From earthquake simulations to space telescopes, today’s science runs on sprawling computer systems that mix many kinds of chips—traditional CPUs, graphics processors, and reconfigurable hardware. Deciding which chip should run which piece of work, and in what order, is surprisingly hard and can waste time and energy if done poorly. This paper presents a new way to orchestrate these complex workloads so that big jobs finish faster, use the hardware more fully, and, in some cases, consume less power.

Different chips, tangled jobs

Modern high-performance computers are “heterogeneous”: they combine CPUs, GPUs, FPGAs and other accelerators, each with distinct strengths. Scientific and industrial applications often break their work into many small tasks connected by data dependencies, naturally forming a Directed Acyclic Graph (DAG). Some tasks must finish before others can start, and tasks may run faster or slower depending on the chip they land on. The challenge is to assign hundreds of interdependent tasks to a mix of processors so that the overall completion time is short, the machines are kept busy rather than idle, and, for certain workflows, energy use stays in check. Mathematically, this is an NP-hard problem, meaning brute force search is infeasible for realistic systems.

Figure 1
Figure 1.

Why older methods fall short

Traditional scheduling approaches often assume a stable environment and focus on a single goal, such as minimizing completion time. Well-known heuristics like HEFT order tasks by priority, while metaheuristics such as simulated annealing or tabu search roam the space of possible schedules looking for improvements. These methods can work well on smaller or simpler systems, but they typically start from random initial schedules, do not adapt once conditions change, and struggle to juggle several goals at once—like time, hardware load balance, and energy. Recent machine-learning-based schedulers add adaptivity, but usually require large training datasets and still lack a principled way to produce a full set of trade-off solutions for multiple objectives.

A hybrid learner that plans and refines

The authors propose QLSA-MOEAD, a hybrid framework that blends three ideas: Q-learning, simulated annealing, and a multi-objective evolutionary technique called MOEA/D. First, a Q-learning agent is trained to build task orders by trial and error. It repeatedly constructs schedules, observes how long they take to finish, and updates a table of “Q-values” that capture which choices tend to lead to better outcomes. Instead of relying on fixed rules, the agent gradually learns good patterns for mapping tasks to processors, including how to react when new tasks appear during execution. Using this learned policy, the system generates a strong initial schedule rather than a random one, giving the optimization process a head start.

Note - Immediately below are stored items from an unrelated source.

PR #558, opened 2016-11-11
Added ability to have a Final Confirmation to Submit at the end

jonnyshaw89:
Added ability to have a Final Confirmation to Submit at the end of the questionnaire

### How to review 
Launch test survey test_final_confirmation.json.
At the end of the survey you will be asked before the survey is submitted.

### DIFF
--- a/app/data/test_final_confirmation.json
+++ b/app/data/test_final_confirmation.json
@@ -1,0 +1,85 @@
+{
+    "mime_type": "application/json/ons/eq",
+    "questionnaire_id": "0",
+    "schema_version": "0.0.1",
+    "survey_id": "0",
+    "title": "Final confirmation to submit",
+    "theme": "default",
+    "description": "A questionnaire to demo final confirmation to submit.",
+    "introduction": {
+        "description": ""
+    },
+    "display": {
+        "properties": {}
+    },
+    "eq_id": "0",
+    "messages": {
+        "INTEGER_TOO_LARGE": "Number is too large",
+        "NEGATIVE_INTEGER": "Number cannot be less than zero",
+        "NOT_INTEGER": "Please enter an integer"
+    },
+    "groups": [
+        {
+            "blocks": [
+                {
+                    "display": {
+                        "properties": {}
+                    },
+                    "id": "f22b1ba4-d15f-48b8-a1f3-db62b6f34cc0",
+                    "sections": [
+                        {
+                            "description": "",
+                            "display": {
+                                "properties": {}
+                            },
+                            "id": "ed3e200a-0735-4e8d-9eea-627c1d908697",
+                            "questions": [
+                                {
+                                    "answers": [
+                                        {
+                                            "display": {},
+                                            "guidance": "",
+                                            "id": "ca3ce3a3-ae44-4e30-8f85-5b6a7a2fb23c",
+                                            "label": "What is your favourite breakfast food",
+                                            "mandatory": false,
+                                            "options": [],
+                                            "q_code": "0",
+                                            "type": "TextField"
+                                        }
+                                    ],
+                                    "description": "",
+                                    "display": {
+                                        "properties": {}
+                                    },
+                                    "id": "4bfa0229-0ce8-4190-817b-535f55ad2817",
+                                    "title": "",
+                                    "type": "General",
+                                    "validation": []
+                                }
+                            ],
+                            "title": "What is your favourite breakfast food",
+                            "validation": []
+                        }
+                    ],
+                    "routing_rules": [
+                    ],
+                    "title": "",
+                    "validation": []
+                },
+                {
+                    "display": {
+                        "properties": {}
+                    },
+                    "sections": [],
+                    "id": "confirmation",
+                    "title": ""
+                }
+            ],
+            "display": {
+                "properties": {}
+            },
+            "id": "14ba4707-321d-441d-8d21-b8367366e766",
+            "title": ""
+        }
+    ]
+}
--- a/app/main/views/questionnaire.py
+++ b/app/main/views/questionnaire.py
@@ -1,7 +1,7 @@
 import logging
 
 from app.authentication.session_manager import session_manager
-from app.globals import get_answers, get_completed_blocks, get_metadata, get_questionnaire_store
+from app.globals import get_answers, get_completed_blocks, get_metadata, get_navigator, get_questionnaire_store
 from app.questionnaire.questionnaire_manager import get_questionnaire_manager
 from app.submitter.submitter import SubmitterFactory
 from app.templating.introduction_context import get_introduction_context
@@ -59,7 +59,8 @@ def get_introduction(eq_id, form_type, collection_id):
 @questionnaire_blueprint.route('<location>', methods=["GET"])
 @login_required
 def get_questionnaire(eq_id, form_type, collection_id, location):
-    questionnaire_manager = get_questionnaire_manager(g.schema, g.schema_json)
+    navigator = get_navigator(g.schema_json)
+    questionnaire_manager = get_questionnaire_manager(navigator, g.schema, g.schema_json)
 
     questionnaire_manager.build_state(location, get_answers(current_user))
 
@@ -67,17 +68,18 @@ def get_questionnaire(eq_id, form_type, collection_id, location):
 
     template = block.type if block and block.type else 'questionnaire'
 
-    return _render_template(location, get_questionnaire_manager(g.schema, g.schema_json).state, template=template)
+    return _render_template(location, questionnaire_manager.state, template=template)
 
 
 @questionnaire_blueprint.route('<location>', methods=["POST"])
 @login_required
 def post_questionnaire(eq_id, form_type, collection_id, location):
-    valid = get_questionnaire_manager(g.schema, g.schema_json).process_incoming_answers(location, request.form)
+    navigator = get_navigator(g.schema_json)
+    questionnaire_manager = get_questionnaire_manager(navigator, g.schema, g.schema_json)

Fine-tuning and balancing competing goals

Next, simulated annealing nudges the learned schedule by swapping pairs of tasks and occasionally accepting worse options to escape local dead ends, much like shaking a puzzle to settle into a better configuration. Finally, MOEA/D treats the scheduling problem as truly multi-objective. Instead of collapsing all aims into a single score, it decomposes the problem into many subproblems, each representing a different trade-off between finishing soon and keeping processors evenly loaded—and, for a seismic hazard workflow called CyberShake, also lowering energy use. An evolutionary process explores these trade-offs in parallel, exchanging information among neighboring subproblems to produce a diverse “Pareto front” of schedules where improving one goal would worsen another.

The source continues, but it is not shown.